Тем временем журнальная публикация романа обсуждалась критиками как литературное событие всесоюзного масштаба. О чем Гроссман и рассказывал отцу на исходе января: «К посрамлению редакторов-трусов и перестраховщиков книга встречена прессой очень хорошо».
Все трудности вроде бы остались позади. Гроссман вспоминал их уже с иронией: «А помнишь, сколько пришлось мне воевать с редакторами, сколько нервов, усилий я положил, чтобы не кромсали и не резали книги. Ох, беда с чиновниками литературными».
Такова была реальная история романа. Почти что полвека спустя варианты ее переосмысления стали важными элементами в конструкциях гроссмановского «биографического мифа».
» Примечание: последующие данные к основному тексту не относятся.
PR #3303, opened 2023-06-08
Use a single flag for log level in the CLI

### LINKED ISSUE #3210: Use a single flag for log-level in the CLI
## Issue summary

Currently, we have several flags to set the log-level of the modules.
- `--log` to set the global log-level
- Module specific flags (`--lcore`, `--lrpc` etc) to set the module log-level

We could use a single flag to accept all the log-levels. For example:
`--log global:info, core:debug, rpc:crit`

This was noticed during the CLI refactor (#3173) and was decided to pick it up at a later stage

Discussion around the CLI refactor: #3171 
CLI refactor main issue: #3163

axaysagathiya:
## Changes

added a `log` flag to set the log level of modules.

## Tests

```sh
```

## Issues

Fixes #3210 
## Primary Reviewer

@timwu20


cmd/gossamer/commands/root.go
```diff
@@ -162,8 +168,17 @@ func addRootFlags(cmd *cobra.Command) error {
 	}
 
 	// Log Config
-	if err := addLogFlags(cmd); err != nil {
-		return fmt.Errorf("failed to add log flags: %s", err)
+	if err := addStringFlagBindViper(
+		cmd, "logs", "",
```
kanishkatn, line 172: - Let's use `--log` and the shorthand `-l` since that's how it is defined in substrate
- Let's specify the available modules in the usage
- We don't need to bind it to viper since we are parsing it. Let's not use `addStringFlagBindViper`. Here's an [example](https://github.com/ChainSafe/gossamer/blob/development/cmd/gossamer/commands/root.go#L251)

cmd/gossamer/commands/root.go
```diff
@@ -260,78 +271,54 @@ Expected format is 'URL VERBOSITY', e.g. ''--telemetry-url wss://foo/bar:0, wss:
...
+		"wasmer":  cfg.DefaultLogLevel,
+	}
+
+	customLog := viper.GetString("logs")
+
+	if len(customLog) > 0 {
+		logConfigurations := strings.Split(customLog, ",")
+
+		for _, config := range logConfigurations {
+			parts := strings.SplitN(config, ":", 2)
```
kanishkatn, line 296: Instead of the format `module:loglvl`, let's use `module=loglvl` since that's how substrate does it

cmd/gossamer/commands/root.go
```diff
@@ -131,6 +133,10 @@ Usage:
 				}
 			}
 
+			if err := parseLogLevel(); err != nil {
```
kanishkatn, line 136: This must move this call before the viper configuration and validation since we're gonna use the result from this

kanishkatn (changes requested):
Good job! 

It needs few changes. I'll test it after that!

cmd/gossamer/commands/root.go
kanishkatn: Ah yes, it get's overridden because `parseLogLevel()` isn't setting the viper defaults. These should help you understand: https://github.com/ChainSafe/gossamer/blob/development/cmd/gossamer/commands/utils.go#L393, https://github.com/ChainSafe/gossamer/blob/development/cmd/gossamer/commands/utils.go#L421

cmd/gossamer/commands/root.go
```diff
@@ -260,78 +266,52 @@ Expected format is 'URL VERBOSITY', e.g. ''--telemetry-url wss://foo/bar:0, wss:
...
-	}
-
-	if err := addStringFlagBindViper(cmd,
-		"ldigest",
-		config.Log.Digest,
-		"Digest module log level",
-		"log.digest"); err != nil {
-		return fmt.Errorf("failed to add --ldigest flag: %s", err)
-	}
+func parseLogLevel() error {
```
kanishkatn, line 269: Let's move this to `utils.go` since that's where the rest of the parsers are!

cmd/gossamer/commands/root.go
```diff
@@ -162,9 +168,13 @@ func addRootFlags(cmd *cobra.Command) error {
...
-	if err := addLogFlags(cmd); err != nil {
-		return fmt.Errorf("failed to add log flags: %s", err)
-	}
+	cmd.Flags().StringVarP(&logLevel, "log", "l", "",
+		`Set a logging filter.
+	Syntax is a list of 'module=logLevel' (comma separated)
+	e.g. --log sync=debug,core=trace
+	Log levels (least to most verbose) are error, warn, info, debug, and trace.
+	By default, all modules log 'info'.
+	The global log level can be set with --log global=debug`)
```
kanishkatn, line 177: Let's add the list of available modules in the usage https://github.com/ChainSafe/gossamer/issues/3210#issuecomment-1511518468

kanishkatn (changes requested):

cmd/gossamer/commands/root.go
axaysagathiya: you mentioned the `module:loglvl` format in the description of this issue. 
pushed the changes for `module=loglvl` format.

kanishkatn: Thank you for making the change @axaysagathiya !

cmd/gossamer/commands/root.go
axaysagathiya: that way log-level can't be set for the `init` command. because `configureViper()` and `ParseConfig()` will be called only for the `gossamer` command.

kanishkatn: What way exactly? I don't understand.

axaysagathiya: there is a check [here](https://github.com/ChainSafe/gossamer/blob/1a34972b4cdfd49174bac566b3b26061fc23113f/cmd/gossamer/commands/root.go#L120) to check if it's gossamer command.
so, `configureViper()` and `ParseConfig()` will run only for gossamer command.

I think we should allow setting the log level for the `init` command also. The current code is working fine, you can test it.

kanishkatn (changes requested):

cmd/gossamer/commands/root.go
axaysagathiya: It updates in my system. attaching screenshots


before running the `gossamer init`:
Screenshot from 2023-06-10 21-09-43


after running the `gossamer init` command with   `--log core=trace`:
Screenshot from 2023-06-10 21-11-35


after running the `gossamer` command with `--log core=debug`:
Screenshot from 2023-06-10 21-10-17

kanishkatn: Glad you got it working! I'll take a look later this week

kanishkatn: Just to recap, here are the changes I suggested
1. Move `parseLogLevel()` before configuring the viper. Before this [line](https://github.com/ChainSafe/gossamer/blob/development/cmd/gossamer/commands/root.go#L120)
2. Set the parsed log config to viper

As you have already noticed, the parsers are setting the parsed values in both the `config` struct and the viper store. Here is the thought behind it
- `viper` store is always the source of the config since it manages the configuration 
- the variable `config` is just an easy way for us to use the configuration without having to use constants to fetch the values via `viper.Get()`

Because of these reasons, we need to handle # 2. See [this](https://github.com/ChainSafe/gossamer/pull/3303#discussion_r1224369725) for reference

As mentioned above, viper manages the configuration for us. Here's our flow:

1. Set default config 
2. override it with the values set in flags 
3. If it is `gossamer` command, merge overridden config and the config from `config.toml` 

The priority is given to the overwritten config. 

So, if we keep it after the prerun for `gossamer` command, we are basically overriding the parsed config again; which is a bad practise. Because of this reason, we need to handle # 1

Happy to hop on a call if any of these doesn't make sense.

cmd/gossamer/commands/utils.go
```diff
@@ -481,3 +482,55 @@ func setViperDefault(config *cfg.Config) {
...
+			moduleToLogLevel[module] = logLevel
+		}
+	}
+
+	// set global log level
+	config.LogLevel = moduleToLogLevel["global"]
+	viper.Set("log-level", config.LogLevel)
+
+	// set config.Log
+	jsonData, err := json.Marshal(moduleToLogLevel)
```
kanishkatn, line 525: nice!

cmd/gossamer/commands/root.go
```diff
@@ -117,6 +117,10 @@ Usage:
 				}
 			}
 
+			if err := parseLogLevel(); err != nil {
+				return fmt.Errorf("failed to configure log level: %s", err)
+			}
```
kanishkatn, line 122: nit
```suggestion
			if err := parseLogLevel(); err != nil {
				return fmt.Errorf("failed to parse log level: %s", err)
			}
```

cmd/gossamer/commands/utils.go
```diff
@@ -481,3 +482,55 @@ func setViperDefault(config *cfg.Config) {
...
+		"wasmer":  cfg.DefaultLogLevel,
+	}
+
+	if logLevel != "" {
+		logConfigurations := strings.Split(logLevel, ",")
+		for _, config := range logConfigurations {
+			parts := strings.SplitN(config, "=", 2)
+			if len(parts) != 2 {
+				return fmt.Errorf("Invalid log configuration: %s", config)
+			}
```
kanishkatn, line 508: nit: GoLand complains
```suggestion
			if len(parts) != 2 {
				return fmt.Errorf("invalid log configuration: %s", config)
			}
```

kanishkatn (commented):
Great job! Glad to have one more contributor to the CLI. Just few minor cleanup suggestions!

kanishkatn (approved):

EclesioMeloJunior (approved):
Lgmt!

kanishkatn (changes requested):
Let's also update the docs. I know this https://github.com/ChainSafe/gossamer/blob/development/docs/docs/usage/command-line.md, but check if we need to update anywhere else!

kanishkatn (approved):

К началу XXI века многие литературоведы рассматривали как факт общеизвестный, что в 1941 году о романе «Степан Кольчугин» резко негативно отзывался Сталин. Автора тогда невзлюбил и даже лично вычеркнул изсписков лауреатов Сталинской премии.
Игнорируемые парадоксы
Об этом сталинском вмешательстве рассказал впервые Липкин. Свидетельство его настолько важное, что уместен поэтапный анализ.
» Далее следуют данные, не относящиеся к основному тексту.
Issue #3302, opened 2023-06-07
Implement dispute coordinator subsystem


kanishkatn:
## Task summary

Implement dispute coordinator subsystem. Here are the components
- Dispute queue
- Spam slots
- Database
- Chain scraping
- Metrics
- and the dispute coordinator module

## Specification reference
- [Host implementers guide](https://paritytech.github.io/polkadot/book/node/disputes/dispute-coordinator.html)
- [Parity's implementation](https://github.com/paritytech/polkadot/tree/master/node/core/dispute-coordinator)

По словам мемуариста, разговор о романе зашел в первый же день знакомства с Гроссманом. А познакомил «незадолго до войны писатель С. Г. Гехт, наш общий приятель, мой земляк».
Когда именно произошло знакомство – Липкин не уточнил. Но отметил: «На западе уже шла война, а в Москве стоял мирный светлый день, когда Гехт нас познакомил. И мы вчетвером (Гроссман был с женой Ольгой Михайловной) направились в летнее кафе-мороженое на Тверском бульваре, сели за столик».
Наконец дошло и до книги. Липкин сформулировал гипотезу: «Я к тому времени прочел первую часть недавно вышедшего романа Гроссмана “Степан Кольчугин” и сказал, что роман отлично написан, но мне кажется непродуманным образстарого большевика Бахмутского – он, скорее, похож на старого меньшевика, и вряд ли во второй части судьба Бахмутского сложится благополучно, если автор будет правдив».
Что за сходство – Липкин не объяснил. Но к 1986 году объяснения подсказывал контекст. Во-первых, Бахмутский – интеллигент. Причем философски образованный. Во-вторых, еврей. По этим основаниям его и сравнил мемуарист со «старым меньшевиком».
Намек был на пропагандистские стереотипы. С 1920-х годов в советской литературе «старые меньшевики», противники большевиков – постоянно философствующие интеллигенты-евреи.
Позже и на уровне газетной публицистики, а главное, в кинофильмах, словно бы невзначай, демонстрировалось, что главными ленинскими оппонентами были не просто меньшевики, но именно евреи. Это акцентировалось и при описании сталинских противников.
Вопреки декларировавшемуся принципу интернационализма, политика государственного антисемитизма становилась все более откровенной. Читателей и зрителей буквально подталкивали к выводу: меньшевикам и «оппозиционерам» равно чужды интересы партии, объединившей, прежде всего, русский пролетариат, которому они чужды этнически и классово. Намек Липкина напоминал об актуальных событиях: на исходе 1930-х годов многие «старые большевики» осуждены как участники различных «подпольных контрреволюционных организаций», сформированных «оппозицией».